ワリと、有りがちだが、今となっては少し遅れた視点として、、特に、対外政策と「民主国家」について。

社説:エジプト大統領 民主化のため軍は自制を(012/06/26付 西日本新聞朝刊)

 エジプト大統領選の決選投票で、イスラム穏健派ムスリム同胞団を母体とする自由公正党党首ムハンマド・モルシ氏の当選が、公式に発表された。

 エジプトでイスラム勢力から大統領が出るのは初めてだ。軍出身でないのもまた初めてである。

 昨年2月のムバラク独裁政権の崩壊以来、民主的な政治体制づくりを目指してきたエジプトにとって、自由な大統領選をやり遂げたことは、民主化への一里塚として一定の評価ができる。

 ただ、エジプトの民主国家建設への道のりは、決して楽観できない。

 最大の懸念材料は、最近になって民主化プロセスが混乱し、社会の対立が強まっていることだ。プロセス進行役のはずの軍部が、特権的地位を維持するため、介入を強めているのが原因である。

 エジプト国軍は昨年の政変で、当時のムバラク大統領を早々と見限り、中立を保った。政権崩壊後は、軍最高評議会が暫定統治にあたっている。

 昨年11月~今年1月の人民議会選で同胞団が勝利すると、軍は権力保持に走り始めた。最高憲法裁が議会選に無効判断を下したのを機に、軍評議会は議会の解散を命じ、軍事や予算の権限を握るなど、民主化の骨抜きを図っている

 軍評議会は一応、予定通り6月末までに大統領に行政権を移譲する方針だが、完全な民政移管は先送りされた。今後も議会再選挙や新憲法制定をめぐり、軍と同胞団の権力闘争が激化しそうだ。
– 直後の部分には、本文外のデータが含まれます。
PR #1086, opened 2020-02-10
Added method to update endpoint media direction.

mstyura:
This PR is attempt to allow scenario described [here](https://github.com/jitsi/jitsi-videobridge/pull/972#issuecomment-569266366).

An implementation is my interpretation of [@bbaldino suggestion](https://github.com/jitsi/jitsi-videobridge/pull/972#issuecomment-569309700)

### DIFF
--- a/src/main/java/org/jitsi/videobridge/Endpoint.java
+++ b/src/main/java/org/jitsi/videobridge/Endpoint.java
@@ -1324,6 +1324,45 @@ public class Endpoint
     }
 
     /**
+     * Update media direction of {@link ChannelShim}s associated
+     * with this Endpoint.
+     *
+     * When media direction is set to 'sendrecv' JVB will
+     * accept incoming media from endpoint and forward it to
+     * other endpoints in a conference. Other endpoint's media
+     * will also be forwarded to current endpoint.
+     * When media direction is set to 'sendonly' JVB will
+     * NOT accept incoming media from this endpoint (not yet implemented), but
+     * media from other endpoints will be forwarded to this endpoint.
+     * When media direction is set to 'recvonly' JVB will
+     * accept incoming media from this endpoint, but will not forward
+     * other endpoint's media to this endpoint.
+     * When media direction is set to 'inactive' JVB will
+     * neither accept incoming media nor forward media from other endpoints.
+     *
+     * @param type media type.
+     * @param direction desired media direction:
+     *                       'sendrecv', 'sendonly', 'recvonly', 'inactive'
+     */
+    public void updateMediaDirection(MediaType type, String direction) {
+        switch (direction) {
+            case "sendrecv":
+            case "sendonly":
+            case "recvonly":
+            case "inactive": {
+                for (ChannelShim channelShim : channelShims) {
+                    if (Objects.equals(channelShim.getMediaType(), type)) {
+                        channelShim.setDirection(direction);
+                    }
+                }
+                break;
+            }
+            default:
+                throw new IllegalArgumentException("Media direction unknown: " + direction);
+        }
+    }
+
+    /**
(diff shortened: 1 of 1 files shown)


bbaldino:
Is the goal still to be able to have an endpoint stop receiving media?  If so you can set last-n to 0 like boris mentioned in that other bug.

mstyura:
@bbaldino as I currently understand `Endpoint.setLastN(0)` will only stop sending video to endpoint. I want to have separate control over audio and video to properly handle scenarios described below:
1. I want to forward only audio to endpoint when client application is minimized by user on mobile. `setLastN(0)` fits this scenario.
2. Putting call on hold on mobile due to incoming GSM call. Currently there is no way to stop forwarding both audio and video on JVB 2.0, but there was such option in JVB 1.0 [by updating media direction of RTPChannel](https://github.com/jitsi/jitsi-videobridge/blob/c29af045ca7081dce457ebd25a025248cfda3a67/src/main/java/org/jitsi/videobridge/AbstractEndpoint.java#L172-L178)

src/main/java/org/jitsi/videobridge/Endpoint.java
```diff
@@ -1323,6 +1323,45 @@ public void removeChannel(ChannelShim channelShim)
...
+     *                       'sendrecv', 'sendonly', 'recvonly', 'inactive'
+     */
+    public void updateMediaDirection(MediaType type, String direction) {
+        switch (direction) {
+            case "sendrecv":
+            case "sendonly":
+            case "recvonly":
+            case "inactive": {
+                for (ChannelShim channelShim : channelShims) {
+                    if (Objects.equals(channelShim.getMediaType(), type)) {
```
bbaldino: I think a normal `==` works fine here?

src/main/java/org/jitsi/videobridge/Endpoint.java
```diff
@@ -1323,6 +1323,45 @@ public void removeChannel(ChannelShim channelShim)
...
+     * accept incoming media from this endpoint, but will not forward
+     * other endpoint's media to this endpoint.
+     * When media direction is set to 'inactive' JVB will
+     * neither accept incoming media nor forward media from other endpoints.
+     *
+     * @param type media type.
+     * @param direction desired media direction:
+     *                       'sendrecv', 'sendonly', 'recvonly', 'inactive'
+     */
+    public void updateMediaDirection(MediaType type, String direction) {
```
bbaldino: What do you see the interactions with this code looking like? (As in, who would call it?)

mstyura: @bbaldino I use jvb as a library for an application which basically implement signaling for jvb (I think it does similar things as jicofo does). So I just use public API of Videobridge to configure desired behavior. I think in my signaling code I'll use  `updateMediaDirection` in following way:
1. To enable hold
```
localEndpoint.updateMediaDirection(MediaType.VIDEO, "inactive");
localEndpoint.updateMediaDirection(MediaType.AUDIO, "inactive");
```
2. To disable video when client is minimized:
```
localEndpoint.updateMediaDirection(MediaType.VIDEO, "inactive");
```

bbaldino: Gotcha.  And, with the changes to IO activity to take ICE into account, there's no issues with expiration when a caller is put on hold?

mstyura: Yes, exactly! Endpoint is still treated as connected because there is ICE activity during hold and hence endpoint is not expired.
Fix for IO activity was previoulsy done in https://github.com/jitsi/jitsi-videobridge/pull/970

mstyura:
jenkins test this please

 独裁が続いた国家が、民主化を目指す過程で、軍の政治権力をどのように減らしていくかは、難しい問題である。

 一番良いのは、軍が自らの分をわきまえ、政治から手を引くことだ。それがかえって、軍に対する国民の長期的な信頼を生む。軍は政治への関与を自制し、民政移管を遅滞なく進めるべきである。

 一方で、ムスリム同胞団にも不安材料がある。同胞団が政治や社会へ過度にイスラム教の価値観を持ち込み、政教分離を求める世俗派の反発を招く恐れが強い。人口の1割弱を占めるキリスト教徒(コプト教)や、弱い立場の女性の権利が守られるか、注視する必要がある

 また国際社会は、イスラム政権下でイスラエルとの関係が悪化し、中東全体が不安定化することを懸念している

 ムスリム同胞団には、世俗派や他の宗教の価値観も尊重する現実的な政治感覚が望まれる。逆に国際社会も、イスラム勢力への行き過ぎた警戒を慎み、偏見のない対話を進めたい。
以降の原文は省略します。